Llegó en un sobre enviado desde Atenas (con un precioso sello donde se ve una ermita blanca al borde de un acantilado) y su aspecto exterior me indicó, nada más verlo, que la edición es primorosa.
Traducido por el propio poeta y por Juan Vicente Piqueras, lleva un prólogo de Alberto Santamaría.
(Ya que lo menciono, acaba uno de publicar en la revista griega Frear un breve artículo sobre esta moda, la de los prólogos.)
"La poesía es una cuestión de superficies", empieza diciendo en su ensayo el profesor de la Universidad de Salamanca, ciudad en la que se doctoró Vrachnos en filosofía con una tesis sobre la meditatio mortis en Unamuno. La muerte, precisamente, es, según Santamaría, un tema central de la obra: "nada acontece en la superficie con mayor sentido que la muerte". Añade que uno de los "ejercicios que de modo fascinante maneja Vrachnos" es la imposibilidad de precisar quién y desde dónde nos habla en los poemas. Recurre a Schlegel para recordarnos que "la ironía es la forma de lo paradójico" y da la vuelta a Wittgenstein, a instancias del poeta, para reconocer que "lo místico existe, se oculta, es lo expresable". Termina con dos apreciaciones que comparto: "leer la poesía de Kostas Vrachnos es aventurarse en un territorio incierto y por ello asombroso" y "la poesía de Vrachnos es hipnótica". 
Ya metidos en harina poética, que es lo que más importa, apenas avanzas en la lectura te das cuenta de la similitud, distancias mediante (cada cual en su mundo), entre la poesía del autor y la de su traductor, al que se refiere en una entrevista como "mi hermano". Aludo a la aparente espontaneidad y frescura con la que está escrita, a la engañosa facilidad con la que se lee, a la capacidad del poeta para convencernos de que sus versos son habitables e, incluso, facilitar al lector la habitabilidad de su propia existencia: "Bienvenido a la vida donde uno fallece". 
Hay poemas espléndidos (todos llevan un número delante del título, hasta 44) y versos aún más asombrosos.
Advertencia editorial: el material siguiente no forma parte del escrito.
PR #4893, opened 2021-09-28
Decrease default Elasticsearch client timeout

### LINKED ISSUE #3496: Short-circuit reconciliation if ES is down
If Elasticsearch is not responding in time to API requests we keep trying to make requests to it from the Elasticsearch controller effectively blocking reconciliation of other clusters in that go routine for 90 seconds. 

Screenshot 2020-07-21 at 09 12 35

I believe @anyasabo also observed the same thing. We could short-circuit the reconciliation loop in these cases instead of continuing. So instead or 90 seconds we would give up after 30 seconds.

thbkrkr:
To short-circuit the reconciliation loop if Elasticsearch is down and give back to reconcile other clusters.

Resolves #3496.

### DIFF
--- a/cmd/manager/main.go
+++ b/cmd/manager/main.go
@@ -179,7 +179,7 @@ func Command() *cobra.Command {
 	)
 	cmd.Flags().Duration(
 		operator.ElasticsearchClientTimeout,
-		3*time.Minute,
+		30*time.Second,
 		"Default timeout for requests made by the Elasticsearch client.",
 	)
 	cmd.Flags().Bool(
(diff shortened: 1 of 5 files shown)


sebgl:
I'm a bit concerned this may not play well with existing clusters that are slow to respond (for example, because they are overloaded with shards), and hence could be a breaking change for existing users. Curious about what other folks think.

thbkrkr:
This could have an impact because it can prevent a cluster from being reconciled, thus blocking any new updates for it, but this will not break or disrupt it. 

Almost all ES API have a default timeout set to 30s so we never reach this timeout.

I realize this PR is irrelevant for #3496, sorry for the noise :facepalm:.

PR #4905, opened 2021-10-01
E2E: Azure disk exception

pebrc:
Until https://github.com/Azure/AKS/issues/1477#issuecomment-901689783 is resolved exclude azure-disk explicitly. This is not needed for AKS where we have an `azurefile` based storageclass but the Tanzu e2e tests run on Azure directly and the default storage class there is provisioned by `azure-disk`.

Open to alternative solutions as well. I know this is not great.


sebgl (approved):
LGTM
Let's make sure we track the TODO in a separate issue?

pebrc:
Jenkins test this please

> JENKINS-37121: something already locked /var/lib/jenkins/workspace/cloud-on-k8s-pr

Issue #4692, opened 2021-07-27
TestDynamicEnqueueRequest is flaky


barkbay:
[TestDynamicEnqueueRequest](https://github.com/elastic/cloud-on-k8s/blob/f52ca4700f56238c56186f0fc751ada563cf6dda/pkg/controller/common/watches/handler_integration_test.go#L36) is flaky. 

It has been [first noticed](https://github.com/elastic/cloud-on-k8s/pull/4587#issuecomment-866105188) by @thbkrkr while we were upgrading controller-runtime to v0.9.1. It also failed a couple of times for these PRs:

* #4689 
* #4681
* #4667 
* #4618 ([here](https://github.com/elastic/cloud-on-k8s/pull/4618#issuecomment-878322900))

PR #4922, opened 2021-10-04
Refactor Elasticsearch HTTP error handling

### LINKED ISSUE #4918: Elasticsearch client should enrich errors returned with context information about the request
It is currently very hard to find out what specific request to Elasticsearch caused an error. Especially if there is no additional debug logging around that request and the error bubbles up all the way to the top most error handler in controller-runtime. 

We should at least decorate each error create in the Elasticsearch client code with the original request.

barkbay:
This PR fixes #4918.

It also removes `response *http.Response` from the `APIError` object, which is currently preventing `Error()` from being called multiple times:

```golang
// Error() implements the error interface.
func (e *APIError) Error() string {
	defer e.response.Body.Close() # body is closed the first
	reason := "unknown"
	// Elasticsearch has a detailed error message in the response body
	var errMsg ErrorResponse
	err := json.NewDecoder(e.response.Body).Decode(&errMsg) // subsequent calls fail
	if err == nil {
		reason = errMsg.Error.Reason
	}
	return fmt.Sprintf("%s: %s", e.response.Status, reason)
}
```

This is for example the case when an `APIError` is aggregated in [`zapcode.encodeError`](https://github.com/uber-go/zap/blob/42e70dd4e9258b142fca9fc01c639fb3c8e8f664/zapcore/error.go#L63) :

```golang
func encodeError(key string, err error, enc ObjectEncoder) (retErr error) {

        basic := err.Error() // Error() is called a first time

        switch e := err.(type) {
        case errorGroup:
                return enc.AddArray(key+"Causes", errArray(e.Errors())) // Error() is called a second time
```

This is the reason why the error message may contain `unknown` in the error cause:

```json
{
    "log.level": "error",
    "@timestamp": "2021-09-23T14:25:54.121Z",
    "log.logger": "manager.eck-operator.controller.elasticsearch-controller",
    "message": "Reconciler error",
    "service.version": "1.7.1+26876766",
    "service.type": "eck",
    "ecs.version": "1.4.0",
    "name": "my-cluster",
    "namespace": "elastic-system",
    "error": "400 Bad Request: closed",
    "errorCauses": [
        {
            "error": "400 Bad Request: unknown"
        }
    ],
    "error.stack_trace": "sigs.k8s.io/controller-runtime/pkg/internal/controller.(*Controller).processNextWorkItem\n\t/go/pkg/mod/sigs.k8s.io/controller-runtime@v0.9.2/pkg/internal/controller/controller.go:253\nsigs.k8s.io/controller-runtime/pkg/internal/controller.(*Controller).Start.func2.2\n\t/go/pkg/mod/sigs.k8s.io/controller-runtime@v0.9.2/pkg/internal/controller/controller.go:214"
}
```

### DIFF
--- a/pkg/controller/elasticsearch/client/base.go
+++ b/pkg/controller/elasticsearch/client/base.go
@@ -13,9 +13,12 @@ import (
 	"net/http"
 
 	"github.com/elastic/cloud-on-k8s/pkg/controller/common/version"
+	ulog "github.com/elastic/cloud-on-k8s/pkg/utils/log"
 	"github.com/elastic/cloud-on-k8s/pkg/utils/stringsutil"
 	"github.com/hashicorp/go-multierror"
 )
+
+var log = ulog.Log.WithName("elasticsearch-client")
 
 type baseClient struct {
 	User     BasicAuth
@@ -66,10 +69,15 @@ func (c *baseClient) doRequest(context context.Context, request *http.Request) (
 
 	response, err := c.HTTP.Do(withContext)
 	if err != nil {
-		return response, err
+		return response, newDecoratedHTTPError(request, err)
 	}
-	err = checkError(response)
-	return response, err
+
+	// Check HTTP code in Elasticsearch response.
+	if response.StatusCode < 200 || response.StatusCode >= 300 {
+		return response, newDecoratedHTTPError(request, newAPIError(response))
+	}
+
+	return response, nil
 }
 
 func (c *baseClient) get(ctx context.Context, pathWithQuery string, out interface{}) error {
@@ -156,13 +164,4 @@ func versioned(b *baseClient, v version.Version) Client {
 	default:
 		return &v6
 	}
-}
-
-func checkError(response *http.Response) error {
-	if response.StatusCode < 200 || response.StatusCode >= 300 {
-		return &APIError{
-			response: response,
-		}
-	}
-	return nil
 }
--- a/pkg/controller/elasticsearch/client/error.go
+++ b/pkg/controller/elasticsearch/client/error.go
@@ -1,0 +1,92 @@
+// Copyright Elasticsearch B.V. and/or licensed to Elasticsearch B.V. under one
+// or more contributor license agreements. Licensed under the Elastic License 2.0;
+// you may not use this file except in compliance with the Elastic License 2.0.
+
+package client
+
+import (
+	"bytes"
+	"encoding/json"
+	"errors"
+	"fmt"
+	"io/ioutil"
+	"net/http"
+)
+
+// APIError is a non 2xx response from the Elasticsearch API
+type APIError struct {
+	Status        string
+	StatusCode    int
+	ErrorResponse ErrorResponse
+}
+
+// newAPIError converts an HTTP response into an API error, attempting to parse the body to include the details about the error.
+func newAPIError(response *http.Response) error {
+	defer response.Body.Close()
+	apiError := &APIError{
+		Status:     response.Status,
+		StatusCode: response.StatusCode,
+	}
+	// We may need to read the body multiple times, read the full body and store it as an array of bytes.
+	body, err := ioutil.ReadAll(response.Body)
+	if err != nil {
+		// We were not able to read the body, log this I/O error and return the API error with the status.
+		log.Error(err, "Cannot read error body")
+		return apiError
+	}
+	// Reset the response body to the original unread state. It allows a caller to read again the body if necessary,
+	// for example in the case of a 408.
+	response.Body = ioutil.NopCloser(bytes.NewBuffer(body))
+
+	// Parse the body to get the details about the API error, as they are stored by Elasticsearch.
+	var errorResponse ErrorResponse
+	if err := json.Unmarshal(body, &errorResponse); err != nil {
+		// Only log at the debug level since it is expected to not be able to parse all types of errors.
+		// Some errors, like 408 on /_cluster/health may return a different body structure.
+		log.V(1).Error(err, "Cannot parse error body")
+		return apiError
+	}
+	apiError.ErrorResponse = errorResponse
+	return apiError
+}
+
+// Error() implements the error interface.
+func (a *APIError) Error() string {
+	return fmt.Sprintf("%s: %+v", a.Status, a.ErrorResponse)
+}
+
+func newDecoratedHTTPError(request *http.Request, err error) error {
+	if request == nil {
+		return err
+	}
+	return fmt.Errorf(`elasticsearch client failed for %s: %w`, request.URL.Redacted(), err)
+}
+
+// IsForbidden checks whether the error was an HTTP 403 error.
+func IsForbidden(err error) bool {
+	return isHTTPError(err, http.StatusForbidden)
+}
+
+// IsNotFound checks whether the error was an HTTP 404 error.
+func IsNotFound(err error) bool {
+	return isHTTPError(err, http.StatusNotFound)
+}
+
+// IsTimeout checks whether the error was an HTTP 408 error
+func IsTimeout(err error) bool {
+	return isHTTPError(err, http.StatusRequestTimeout)
+}
+
+// IsConflict checks whether the error was an HTTP 409 error.
+func IsConflict(err error) bool {
+	return isHTTPError(err, http.StatusConflict)
+}
+
+func isHTTPError(err error, statusCode int) bool {
+	apiErr := new(APIError)
+	if errors.As(err, &apiErr) {
+		return apiErr.StatusCode == statusCode
+	}
+
+	return false
+}
--- a/pkg/controller/elasticsearch/client/client.go
+++ b/pkg/controller/elasticsearch/client/client.go
@@ -7,8 +7,6 @@ package client
 import (
 	"context"
 	"crypto/x509"
-	"encoding/json"
-	"errors"
 	"fmt"
 	"math"
 	"net/http"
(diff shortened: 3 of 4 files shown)


barkbay:
Jenkins test this please

https://github.com/elastic/cloud-on-k8s/issues/4692

barkbay:
Jenkins test this please

 java.lang.IllegalStateException: JENKINS-37121: something already locked /var/lib/jenkins/workspace/cloud-on-k8s-pr

pkg/controller/elasticsearch/client/error.go
```diff
@@ -0,0 +1,92 @@
...
+		// Only log at the debug level since it is expected to not be able to parse all types of errors.
+		// Some errors, like 408 on /_cluster/health may return a different body structure.
+		log.V(1).Error(err, "Cannot parse error body")
+		return apiError
+	}
+	apiError.ErrorResponse = errorResponse
+	return apiError
+}
+
+// Error() implements the error interface.
```
sebgl, line 53:
```suggestion
// APIError implements the error interface.
```

pkg/controller/elasticsearch/client/error.go
```diff
@@ -0,0 +1,92 @@
...
+	defer response.Body.Close()
+	apiError := &APIError{
+		Status:     response.Status,
+		StatusCode: response.StatusCode,
+	}
+	// We may need to read the body multiple times, read the full body and store it as an array of bytes.
+	body, err := ioutil.ReadAll(response.Body)
+	if err != nil {
+		// We were not able to read the body, log this I/O error and return the API error with the status.
+		log.Error(err, "Cannot read error body")
```
sebgl, line 34:
```suggestion
		log.Error(err, "Cannot read Elasticsearch error response body")
```

pkg/controller/elasticsearch/client/error.go
```diff
@@ -0,0 +1,92 @@
...
+
+// newAPIError converts an HTTP response into an API error, attempting to parse the body to include the details about the error.
+func newAPIError(response *http.Response) error {
+	defer response.Body.Close()
+	apiError := &APIError{
+		Status:     response.Status,
+		StatusCode: response.StatusCode,
+	}
+	// We may need to read the body multiple times, read the full body and store it as an array of bytes.
+	body, err := ioutil.ReadAll(response.Body)
```
sebgl, line 31: nit: I would put the `defer response.Body.Close() ` statement here (right after we decide to use it, don't forget to close it).

pkg/controller/elasticsearch/client/error.go
```diff
@@ -0,0 +1,92 @@
...
+	if err != nil {
+		// We were not able to read the body, log this I/O error and return the API error with the status.
+		log.Error(err, "Cannot read error body")
+		return apiError
+	}
+	// Reset the response body to the original unread state. It allows a caller to read again the body if necessary,
+	// for example in the case of a 408.
+	response.Body = ioutil.NopCloser(bytes.NewBuffer(body))
```
sebgl, line 39: Do we read that body in case of 408? Or just check the status code?
The code flow here gets a bit tricky. I'm wondering if it may be simpler to always return either `response, nil` or `nil, err` for any http request we make. So that function that creates the `APIError` would read the response body, and then we don't care about that response body anymore, and there's no way to retrieve it (it is still stored in the error object if we need it).
Checking whether the api call we made returned a 408 would be a call to a helper function like `client.IsTimeout(err)`.

pkg/controller/elasticsearch/client/error.go
```diff
@@ -0,0 +1,92 @@
...
+
+	// Parse the body to get the details about the API error, as they are stored by Elasticsearch.
+	var errorResponse ErrorResponse
+	if err := json.Unmarshal(body, &errorResponse); err != nil {
+		// Only log at the debug level since it is expected to not be able to parse all types of errors.
+		// Some errors, like 408 on /_cluster/health may return a different body structure.
```
sebgl, line 45: If we know and expect 408 will return a different body, should we just not parse the error body in case of 408?

pkg/controller/elasticsearch/client/error.go
```diff
@@ -0,0 +1,92 @@
...
+		log.V(1).Error(err, "Cannot parse error body")
```
sebgl, line 46:
```suggestion
		log.V(1).Error(err, "Cannot parse Elasticsearch error response body")
```

(to give a bit more context)

pkg/controller/elasticsearch/client/base.go
```diff
@@ -66,10 +69,15 @@ func (c *baseClient) doRequest(context context.Context, request *http.Request) (
 
 	response, err := c.HTTP.Do(withContext)
 	if err != nil {
-		return response, err
+		return response, newDecoratedHTTPError(request, err)
+	}
+
+	// Check HTTP code in Elasticsearch response.
+	if response.StatusCode < 200 || response.StatusCode >= 300 {
+		return response, newDecoratedHTTPError(request, newAPIError(response))
```
sebgl, line 77: Considering this is the only usage of APIError, and we wrap it in a `newDecoratedHTTPError`, would it be better to add the request `path` to the `APIError` struct?
So the `path` belongs to a structured object rather than a raw string.

pkg/controller/elasticsearch/client/base.go
```diff
@@ -66,10 +69,15 @@ func (c *baseClient) doRequest(context context.Context, request *http.Request) (
 
 	response, err := c.HTTP.Do(withContext)
 	if err != nil {
-		return response, err
+		return response, newDecoratedHTTPError(request, err)
+	}
```
sebgl, line 73: unrelated to that PR, but since we're at it: I'm wondering if we should debug log all the requests we make to Elasticsearch here (with their path, not their body).

pkg/controller/elasticsearch/client/error.go
barkbay: It's tricky because we don't know how to parse the body in case of a "custom" error here.
For now it's the responsibility of [`baseClient.request(..,responseObj interface{},skipErrFunc func(error) bool)`](https://github.com/elastic/cloud-on-k8s/blob/dcc5a90ffc702053953b229936fe8787a54ccf87/pkg/controller/elasticsearch/client/base.go#L96) to decide:
1. If an API error can be skipped (using `skipErrFunc`) and should not prevent the body to be parsed. In the case of a `408`, the 2 conditions are:
   * path is `/_cluster/health`
   * code is 408
2. Unmarshall the response using the struct provided by the [caller](https://github.com/elastic/cloud-on-k8s/blob/dcc5a90ffc702053953b229936fe8787a54ccf87/pkg/controller/elasticsearch/client/v6.go#L79) (`responseObj interface{}`)

pkg/controller/elasticsearch/client/error.go
barkbay: Maybe I'm missing something, the response body is always read by `body, err := ioutil.ReadAll(response.Body)`, there is no condition. This is why the `defer response.Body.Close()` is right before.

pkg/controller/elasticsearch/client/error.go
barkbay: I _think_ the purpose of this comment was to mention that `Error()` allows `APIError` to implement `error`. I would rather fix it as follow to respect godoc convention:

```suggestion
// Error implements the error interface.
```

pkg/controller/elasticsearch/client/error.go
barkbay: > Do we read that body in case of 408? Or just check the status code?

In case of a 408, and if the path is `/_cluster/health`, then the error is later skipped, and `baseClient.request(..)` attempts to read again the body from the response.

I think I wanted to be conservative with this PR, keeping the responsibility of reading the "common" errors here, while delegating the more specific ones to the callers. This is the current flow.

pkg/controller/elasticsearch/client/error.go
sebgl: ++ to what you said :)

pkg/controller/elasticsearch/client/error.go
sebgl: I think by convention people tend to put the `defer` statement immediately after the line that requires it ([effective go example](https://golang.org/doc/effective_go#defer), [uber go style example](https://github.com/uber-go/guide/blob/master/style.md#defer-to-clean-up)), but I really don't mind much.

barkbay: I think the situation is a bit different here since the stream is already opened. The purpose is to be sure that it is effectively closed when we exit the function and no one else will read from it later.

pkg/controller/elasticsearch/client/base.go
barkbay: 👍 , I'm just tempted to create a dedicated issue. It requires a small change to the current code in order to have the name of the Elasticsearch resource in the log message, which sounds like a "good first issue" for someone who want to familiarize itself with the client code.

pkg/controller/elasticsearch/client/error.go
sebgl: 🤔 I tend to feel like this is more complicated than it should be, but I'm fine with keeping that PR small and focused on the problem it solves.

pkg/controller/elasticsearch/client/error.go
sebgl: 🤔 I tend to feel like this is more complicated than it should be, but I'm fine with keeping that PR small and focused on the problem it solves.

sebgl (approved):
LGTM

barkbay:
@thbkrkr I removed `FakeAPIError` from `client.go` (see [here](https://github.com/elastic/cloud-on-k8s/blob/9bb8068e94ed8ddc96189ba9e1e9fecc2506bf65/pkg/controller/elasticsearch/client/client.go#L146-L152)), it was not in a unit test file and also I don't think it was really required.
Could you check I did not break anything ? Thanks !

Todo en medio, ya se dijo, de ironías y paradojas, con un ligero toque entre imaginativo y surrealista, de una sugerente fragmentación de voces, pues no de otro modo se puede sortear este viaje que nos lleva, en un santiamén, de la cuna a la tumba. "Quiero que me llaméis limón podrido", reza el primer verso del libro.
Cómo leer impasibles "¿Ser lacónico?", "La casa de mis padres" (dedicado a Piqueras), "Oda a la elegía", "Himno a la creación" ("He aquí las mujeres para el consuelo y después el horror"), "Por qué generalizo", "Nenúfar de la vaguedad", "Ontología de la sangre" ("Se soporta perfectamente lo insoportable", "Testamento" (uno de los mejores), "Nunca mariposas", "Seguro que habrá ocurrido" (uno de los más ocurrentes), "Preferencias", "Alguien", "Nuestros mejores años" ("Qué lástima, qué derroche / haber venido y vivido / en esta mismísima tierra / nuestros años más dulces"), "Invitación erótica", "El reloj de Treblinka", "Análisis de lágrimas" (paradigmático)... Vamos, podría haber citado todos. 
Lo dije al principio: toda una sorpresa. Una bocanada de aire marino, una llamarada de luz, un vaso de agua fresca. Todo made in Grecia, país de la poesía. 

Para muestra...

4. LA CASA DE MIS PADRES

                                               A Juan Vicente Piqueras

¡Cómo olvidar la casa de mis padres!
El naranjo -¿o era un limonero?- en la entrada,
la gran puerta de hierro -¿o era de madera?-,
el timbre anónimo que jamás funcionó,
las ventanas blancas -¿o eran tirando a gris?-,
las paredes, el techo, el suelo, ay, el suelo, el balcón,
los arañazos de las palomas en las verjas.
Cómo olvidar las distancias entre las muebles
y los ruidos escondidos,
el altillo -¿teníamos altillo?- con los adornos navideños,
la bodega -pero, ¿teníamos bodega?- con los vinos
que no bebimos y se pusieron amargos,
el jardín -pero, ¿teníamos jardín?- con el papagayo
que enterramos un mediodía.
Cómo, entonces, olvidar el olor a mi madre -¿o a quemado?-
en la cocina, con la nevera que asustaba a la gata negra,
la nevera que como todas las neveras
estaba caliente por detrás.
Y, al fin, cómo olvidar el parvulario de enfrente,
¿o era un cementerio?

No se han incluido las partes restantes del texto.